I'm thoroughly confused as to how and work this problem. I thought I had an ok understanding of the chain rule when I started the section's homework, but this question has me ready to gorge out my eyeballs!

The Problem:
---------------
Find:dy/dx at x = 2
Given: y = (s+3)^2, s = sqrt(t-3), t = x^2

OK, So from what I understand, in this case dy/dx can be found using the chain rule, which is:

dy/dx = dy/ds * ds/dt * dt/dx

dt/dx is easy, and is just 2x. sqrt(t-3) looked trickier to me at first, but I'm getting it to be 1 (sqrt(t-3)' = sqrt(1-0) = 1, correct?). I've worked out (s+3)^2 two different ways, getting the same answer both times:

((s+3)(s+3))' = (s^2 + 6s + 9)' = 2s + 6 = 2(s + 3)
--or--
say y = h(s), f(s) = s^2, g(s) = (s+3)
then f'(s) = 2s and g'(s) = 1
h'(s) = f'(g(s))*g'(s) = f'(s+3) * 1 = 2(s+3) * 1 = 2(s + 3)

So I'm fairly certain that dy/ds is 2(s + 3).

Now I know that dy/ds is 2(s+3), ds/dt is 1, and dt/dx is 2x. Now I can multiply:

2(s+3) * (1) * (2x) ----> and put s+3 in terms of x by substituting:

2(sqrt(t-3) + 3) * (1) * (2x) -----> 2(sqrt(x^2 - 3) + 3) * (1) * (2x)

And finally, set x == 2:

2(sqrt(2^2 - 3) + 3) * (4) = 2(sqrt(1) + 3) * (4) = 2(1 + 3) * 4 =

2(4) * 4) = 8 * 4 = 32! The book's answer is 16, so I'm making a mistake somewhere but I'm having difficulty figuring out where. Any help is appreciated!

2. Oct 11, 2005

### SN1987a

Not correct actually. The chain rule applies here and tells you to derivate the outer function first and then multiply by the derivative of the inner function. The outer function in your case is the square root, while the inner function is t-3. Therefore (sqrt(t-3))' = 1/(2*sqrt(t-3)). This is very much the same to what you did to find dy/ds (2nd method), which is correct by the way.

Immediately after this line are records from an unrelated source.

PR #275, opened 2023-06-12
Switch to dd4hep::CellID for compatibility with dd4hep

tmadlener:
BEGINRELEASENOTES
- Move to `dd4hep::CellID` for cellIDs, after [AIDASoft/DD4hep#1125](https://github.com/AIDASoft/DD4hep/pull/1125)

ENDRELEASENOTES

~@andresailer To make this slightly less brittle, I would need a new DD4hep tag, so that I can put in some pre-processor conditions.~ Actually scratch that, the `CellID` typedef exists in older versions as well, so this should be transparent.

### DIFF
--- a/detector/other/Beampipe_o1_v01_geo.cpp
+++ b/detector/other/Beampipe_o1_v01_geo.cpp
@@ -62,7 +62,7 @@ public:
   void setHalfLength( double half_length){
     _half_length = half_length ;
   }
-  void setID( dd4hep::long64 id ) { _id = id ; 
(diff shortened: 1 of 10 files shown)


tmadlener:
@jmcarcell It seems the key4hep based CI workflows are failing due to some missing libraries. On the other hand, the one based on the CLIC nightlies are OK, and they are building against the latest dd4hep where these changes are necessary to even build. Since the CLIC nightlies will stop working without these changes, I would be in favor of merging this quickly, unless you already have a fix in mind for the key4hep builds.

PR #276, opened 2023-06-13
[FCCDetectorsMigration] Noble liquid ecal barrel

BrieucF:
BEGINRELEASENOTES
- Migrate the noble liquid ECAL barrel C++ builder from [FCCDetectors](https://github.com/HEP-FCC/FCCDetectors/blob/main/Detector/DetFCChhECalInclined/src/ECalBarrelInclined_geo.cpp) together with its documentation
ENDRELEASENOTES


jmcarcell:
Looks good, some tests fail due to a missing xerces library but they are unrelated to this PR, merging so that people can use this. The cpp file has not beed added to any `CMakeLists.txt` but this is known by the authors (will be added later after more files are migrated)

PR #284, opened 2023-07-25
CMake: Install detector XML files in share/k4geo instead of additiona…

andresailer:
…l compact

BEGINRELEASENOTES
- CMake: Install detector XML files in share/k4geo instead of additional compact

ENDRELEASENOTES


andresailer:
And then let the K4GEO variable point to share/k4geo

andresailer:
We should really merge this...

PR #285, opened 2023-08-02
add CaloPrototype_v03: simple calo stack using MultiSegmentation

danieljeans:
BEGINRELEASENOTES
- Add a simple calorimeter stack, based on CaloPrototype_v02, which uses MultiSegmentation
   - e.g. can be used for a stack with alternating sensitive layer types
 
ENDRELEASENOTES

### DIFF
--- a/detector/CaloTB/CaloPrototype_v03.cpp
+++ b/detector/CaloTB/CaloPrototype_v03.cpp
@@ -1,0 +1,198 @@
+//====================================================================
+//  DD4hep Geometry driver for Sampling Calo BOX prototype
+//--------------------------------------------------------------------
+//  S.Lu, DESY
+//  $Id:  $
+//
+// Updated to use MultiSegmentation by D.Jeans (KEK) 08/2023
+//====================================================================
+#include "DD4hep/Printout.h"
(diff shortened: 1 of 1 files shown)


detector/CaloTB/CaloPrototype_v03.cpp
```diff
@@ -0,0 +1,198 @@
...
+            }
+            
+            // Set region, limitset, and vis.
+            layer_vol.setAttributes(theDetector, x_layer.regionStr(), x_layer.limitsStr(), x_layer.visStr());
+           
+            // Layer position in Z within the stave.
+            layer_pos_z += layer_thickness / 2;
+            // Layer physical volume.
+            PlacedVolume layer_phv = envelope.placeVolume(layer_vol, Position(0, 0, layer_pos_z));
+            layer_phv.addPhysVolID(identifierLayer, layer_num);
```
andresailer, line 182: Is this why the driver depends on the segmentation type? Would it be easier to just give that as a string parameter, instead of depending on the segmentation type?

andresailer: Thanks!

andresailer (approved):

PR #288, opened 2023-08-29
new ILD models: ILD_l5_v10 and ILD_l5_v11

danieljeans:
BEGINRELEASENOTES

- Update to SServices00 to allow individual components to be included/excluded
-- default behaviour unchanged

- add new model ILD_l5_v10 : ILD model for ILC
-- inner silicon (VTX, SIT, FTD) replaced by FCCee_o2_v02-inspired design

- add new model ILD_l5_v11 : ILD model for FCCee
-- inner silicon replaced by FCCee_o2_v02-inspired design
-- beampipe, MDI from FCCee_o2_v02

ENDRELEASENOTES


danieljeans:
sorry the SServices00 commit is a mess because of new if() statements enveloping much of the code, so everything is indented...
Is there a better way to do it?

jmcarcell:
You could not make indentation changes to keep the diff clean and then fix everything with `clang-format` at the end in the files you are changing

danieljeans:
@jmcarcell thanks for the hint. I recommitted without indenting to make the changes easy to see.
Now I'll investigate how to use clang-format : any hints welcome!

danieljeans:
I think this is now ready for review/merge

danieljeans:
Seems OK now.

detector/other/SServices00.cpp
```diff
@@ -76,237 +76,254 @@ static Ref_t create_element(Detector& theDetector, xml_h element, Ref_t)  {
 //====================================================================
   cout << "\nBuilding SServices00"<< endl;
 
-  //==================================================
-  //           BuildTPCEndplateServices
-  //==================================================
-  
-  // start to prepare the Material and geometry as Mokka
+  bool build_tpc_cooling  = dd4hep::getAttrOrDefault(x_det, _Unicode(build_tpc_cooling),   bool(true) );
```
tmadlener, line 79: This seems to be unused below. Is a condition missing, or is that intentional?

ILD/compact/README.md
```diff
@@ -40,6 +40,13 @@ The following ILD detector models are available in lcgeo ( current production mo
 
 ## Details
 
+### ILD_l5_v10
+same detector geometry as ILD_l5_v02 model, but with FCCee MDI and CLD-inspired silicon inner tracker & VTX in place of original ILD's VTX, SIT, FTD. 
+BeamCal, LHCAL removed.
+
+### ILD_l5_v10
```
tmadlener, line 47: One of these two should be `v11` right?

ILD/compact/ILD_l5_v11/TrackerDiskModuleIn.xml
```diff
@@ -0,0 +1,27 @@
+<lccdd>
```
tmadlener, line 1: This seems to be a copy(?) of `../ILD_common_v2/TrackerDiskModuleIn.xml`. Could we use that instead of creating a copy here?

ILD/compact/ILD_l5_v11/TrackerDiskModuleOut.xml
```diff
@@ -0,0 +1,27 @@
+<lccdd>
```
tmadlener, line 1: This seems to be a copy(?) of `../ILD_common_v02/TrackerDiskModuleOut.xml`. Could that be used instead of a dedicated copy here?

tmadlener (commented):
There seem to be a few copied modules that are present also in `ILD/compact/ILD_common_v02` (at least from a quick look, I might have missed some details that make a copy necessary):
- `TrackerDiskModuleOut.xml
- `TrackerDiskModuleIn.xml

these are there for both `v10` and `v11`, and I would prefer using the common definitions if possible, because it is less code to maintain and it is easier to spot differences between the models. We can always make a copy once it becomes necessary.

Additionally, the `InnerTrackerBarrelModule{Up,Down}` seem to be dupliated between `v10`, and `v11`. Can we also put them into the `ILD_common_v02` folder and reference them from there?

All the rest is correct, and if you redo your calculations with the right ds/dt, you should indeed get 16.

3. Oct 11, 2005

### roe

Aha! So, if I say:

h(x) = sqrt(t-3) = (t-3)^.5

f(t) = t^.5
g(t) = t-3

f'(t) = .5(t)^-.5
g'(t) = 1

so:

h'(t) = f'(g(t)) * g'(t) -------->
h'(t) = f'(t-3) * 1 -------->

h'(t) = 1/2 * (t-3)^(-1/2) ----> h'(t) = 1/2 * 1 / sqrt(t-3) ------->

h'(t) = 1 / 2 * sqrt(t-3), then I solved for x = 2 and got 16. Thank you so much for making this clear!